→ **Provided records**:

Issue #1858, opened 2023-01-23
Showing wrong count for "Boxes".


sardar-usman:
**Steps to reproduce:**

1. Go to the Boxes page.
2. Showing the wrong count for created boxes.

**Expected Result**
Boxes count should be equal to created boxes.
 

<img width="1493" alt="Screenshot 2023-01-23 at 4 47 09 PM" src="https://user-images.githubusercontent.com/45853972/214033134-11bc82af-ae0e-4731-9d42-b4faf47cf1ad.png">

**My setup**

- Device: Laptop
- OS: macOS
- Browser: Chrome

ysbaddaden:
I just reproduce the issue on my local. I'm investigating.

My first impression is that the `Boxes.count_samples` is dropping a box... maybe it skips boxes without samples?

ysbaddaden:
Yeah, `count_samples` does an INNER JOIN on samples, but what if a box doesn't have any sample?

The root cause may actually be because of #1859 that allows to create to a box without samples.

ysbaddaden:
**QA information**: if staging had boxes without samples, then the bug will appear as not fixed: the counter will always count them but they won't show up. We only fixed the cause for the bug (being able to create boxes without samples).

The proper fix would be to delete those boxes from the database, but there are only a few in staging, and it's probably not worth the hassle.

sardar-usman:
@ysbaddaden I would be better if you remove the boxes from database for staging.

ysbaddaden:
@sardar-usman Alright, I just did the cleanup.

sardar-usman:
@ysbaddaden It is working fine now.

PR #1867, opened 2023-01-24
Improve UX of batch selection in boxes#new

### LINKED ISSUE #1845: Keep uploaded batches information if SamplesReport creation throw error
Example: When creating a Challenge box where, minimally, we need to have a virus and a distractor batch. If we don't include them, then we`re losing all the uploaded batches/samples/concentrations info and I have to go with creating new samples from scratch:

image

Keeping the information of the uploaded batches will avoid having to redefine them.

### LINKED ISSUE #1846: Allow to reopen batch details when creating a box
Now we cannot "reopen details" for defined batches to check if we made a mistake when defining them. 
In the picture below, all the definitions for batch 12 remain hidden and we cannot see them. Let's suppose that we don't recall if we made it a distractor or not, or, that we forget to make it a distractor and we want to change that: once we press "Add" there is no step back nor to change neither to check... Given that boxes will be quite sophisticated can be improved:

image

### LINKED ISSUE #1859: Should not allow to add Batch with empty "Contcentrations" .
1. Go to 'Boxes' page.
2. Filled the Fields.
3. Check the "Create new samples" radio button.
4. Click on 'Add Batch' button.
5. Enter Batch Id, it opens the screen to add batch.
6. Click on Add button with empty Concentrations fields.
7. It will add the Batch.

https://user-images.githubusercontent.com/45853972/214074117-fac18921-c868-4cad-a4d2-17ab676e1e4d.mov

**Expected**

It should not allow to add Batch  with empty Concentrations fields.

**My setup**

- Device: Laptop
- OS: macOS
- Browser: Chrome

ysbaddaden:
Overall refactor of the React component and submitted params. BoxBatchesForm is roughly equivalent to BatchesSelector, but with an extracted BoxBatchForm sub-component and a somewhat simplified params, the component generates inputs to the form that is eventually sent by the browser (the forms are always rendered, but hidden with `display:none`).

No need to click the "ADD BATCH" or "ADD SAMPLE" buttons after choosing to create new samples or selecting. You can immediately go to select your first batch or sample.

No need to manually validate each concentration anymore: just enter valid values, otherwise the OK button is disabled. I removed the CANCEL button as the behavior was confusing to implement. it was currently remove batch, when it feels closer to undo (which didn't felt trivial to implement).

Capture d’écran de 2023-01-26 23-25-33@2x

The backend correctly verifies & reports errors for each purpose (verified with integration tests). On error, the form is re-populated. This works for both batches & samples. It should no longer be possible to create a box without samples, hence avoiding #1858. This is validated by integration tests.

Capture d’écran de 2023-01-26 23-26-51@2x

Last but not least, I added a "down chevron" to allow reopening a batch.

Capture d’écran de 2023-01-26 23-39-21@2x

closes #1845
closes #1846
closes #1859

Potential improvements:
- [ ] mark the inputs as red with a tooltip when the replicate/concentration field is invalid (on input blur only).
- [ ] validate the whole form and disable the SAVE button when something is invalid. Not easy because we're mixing vanilla JS with react components! Maybe we need a BoxForm component.


ysbaddaden:
I found another bug: the form is re-populated on error, but the batch UUID isn't properly set, so the batch is overlooked :sob: 

I also broke some boxes controller test units.

spec/controllers/boxes_controller_spec.rb
```diff
@@ -349,63 +350,66 @@ def expect_samples(batch, concentrations: [1], replicates:)
...
-        expect(box.samples.count).to eq(6)
+        expect(box.samples.count).to eq(7)
         expect(box.samples.where(batch: virus_batch).count).to eq(2)
         expect(box.samples.where(batch: virus_batch).map(&:distractor).uniq).to eq([false])
         expect(box.samples.where(batch: virus_batch).map(&:concentration).uniq).to eq([1])
-        expect(box.samples.where(batch: distractor_batch).count).to eq(4)
+        expect(box.samples.where(batch: distractor_batch).count).to eq(5)
         expect(box.samples.where(batch: distractor_batch).map(&:distractor).uniq).to eq([true])
-        expect(box.samples.where(batch: distractor_batch).map(&:concentration).uniq.sort).to eq([40000,400000])
-        expect(box.blinded).to eq true
```
leandroradusky, line 396: check is blinded doesn't hurt :)

spec/controllers/boxes_controller_spec.rb
```diff
@@ -349,63 +350,66 @@ def expect_samples(batch, concentrations: [1], replicates:)
...
     end
 
     describe "with existing samples" do
       it "creates with samples" do
         samples = Sample.make! 2, :filled, institution: institution, specimen_role: "b"
 
         post :create, params: { box: box_plan.merge(
-                                    media: "Saliva", 
+                                    media: "Saliva",
                                     blinded: true,
```
leandroradusky, line 411: Already in the `box_plan`

leandroradusky:
Just brillant!!

I've pulled and tested and it's working neat.

The only important thing to add IMO, and I think this wasn't before the refactor Julien so it's not your fault, is the same validations for the samples creation than for the batches creation: 

- Variant boxes created from samples should contain samples coming at least from 2 different batches.
- Challenge boxes created from samples should at least contain one distractor and one non-distractor sample. 
- LOD & other are good with what it's there. 

I'm going through the code in detail and it looks great, let me take another look before approving ─the PR is quite long and some stuff is new to me, I'm learning while reading some cool stuff :)─

app/assets/javascripts/components/box_batches_form.js.jsx
```diff
@@ -0,0 +1,360 @@
...
+
+  selectBatch: function (_, options) {
+    if (options.length == 0) return;
+
+    var batches = this.state.batches;
+    var genRandomKey = this.__genRandomKey;
+
+    var newBatches = options.map(function (option) {
+      return {
+        key: genRandomKey(batches),
```
ysbaddaden, line 90: I can't use the batch UUID, because the current form allows to set the same batch twice (or more). One valid reason is that there could be different instructions. I thus use a randomly generated key to make sure that React will correctly diff/patch/update the DOM.

app/models/box_form.rb
```diff
@@ -17,10 +19,11 @@ def self.build(navigation_context, params = {})
 
   def initialize(box, params)
     @box = box
-    @option = params[:samples].presence
-    @concentrations = params[:concentrations].presence
+    @params = params
```
ysbaddaden, line 22:
```suggestion
```

leandroradusky (approved):
I went over the code and functionality and it looks good to me :)

PR #1871, opened 2023-01-26
Don't allow to create Box Report without sample with results

### LINKED ISSUE #1870: Should not allow to create Report with empty result.
1. Go to 'Boxes' page.
2. Filled the Fields.
3. Check the "Select samples from inventory" radio button.
4. Click on 'Add Sample' button.
5. Enter Sample Id, and save the box.
6. Go to "Box Report" page.
7. Generate the Report and it will create empty results report.

**Expected**

It should not allow to create report with empty results.

**My setup**

- Device: Laptop
- OS: macOS
- Browser: Chrome
Screenshot 2023-01-26 at 5 54 45 PM

leandroradusky:
Closes #1870.

Don't allow creating box reports if there isn't at least one sample with results on it. 
Is a fix to a validation implemented incorrectly, without it, plots won't work ok.

### DIFF
--- a/app/models/samples_report.rb
+++ b/app/models/samples_report.rb
@@ -46,8 +46,8 @@ class SamplesReport < ApplicationRecord
   private
 
   def there_are_samples
-    samples_with_results = samples_report_samples.select { |srs| !srs.sample.measured_signal.nil? }
-    errors.add(:base, "Please select a box containing samples with results") if samples_with_results.empty?
+    samples_with_measurements = samples_report_samples.select { |srs| !srs.sample.measured_signal.nil? }
+    errors.add(:base, "The selected box should contain samples with uploaded measurements") if samples_with_measurements.empty?
   end
 
 end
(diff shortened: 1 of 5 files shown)


app/views/samples_reports/_form.haml
```diff
@@ -11,7 +11,7 @@
           maxBoxes: 1,
           caller: "samples_reports",
           boxes: boxes_data(@boxes))
-        = f.field_errors :"samples_report_samples "
+        = f.field_errors :"samples_report_samples"
```
ysbaddaden, line 14: That would be enough :)
```suggestion
        = f.field_errors :samples_report_samples
```

app/models/samples_report.rb
```diff
@@ -46,7 +46,8 @@ def self.entity_scope
   private
 
   def there_are_samples
-    errors.add(:base, "Please select a box containing samples with results") if samples_report_samples.empty?
+    samples_with_results = samples_report_samples.select { |srs| !srs.sample.measured_signal.nil? }
+    errors.add(:base, "Please select a box containing samples with results") if samples_with_results.empty?
```
ysbaddaden, line 50: Maybe explain that we need samples with measurements?

ysbaddaden (approved):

→ **Task objective**:
Within the material above, the line with "Improve UX of batch selection in boxes#new" opens the range and the line with "Now we cannot" closes it; reproduce that range word for word.

→ **Solution**:
Improve UX of batch selection in boxes#new

### LINKED ISSUE #1845: Keep uploaded batches information if SamplesReport creation throw error
Example: When creating a Challenge box where, minimally, we need to have a virus and a distractor batch. If we don't include them, then we`re losing all the uploaded batches/samples/concentrations info and I have to go with creating new samples from scratch:

image

Keeping the information of the uploaded batches will avoid having to redefine them.

### LINKED ISSUE #1846: Allow to reopen batch details when creating a box
Now we cannot "reopen details" for defined batches to check if we made a mistake when defining them. 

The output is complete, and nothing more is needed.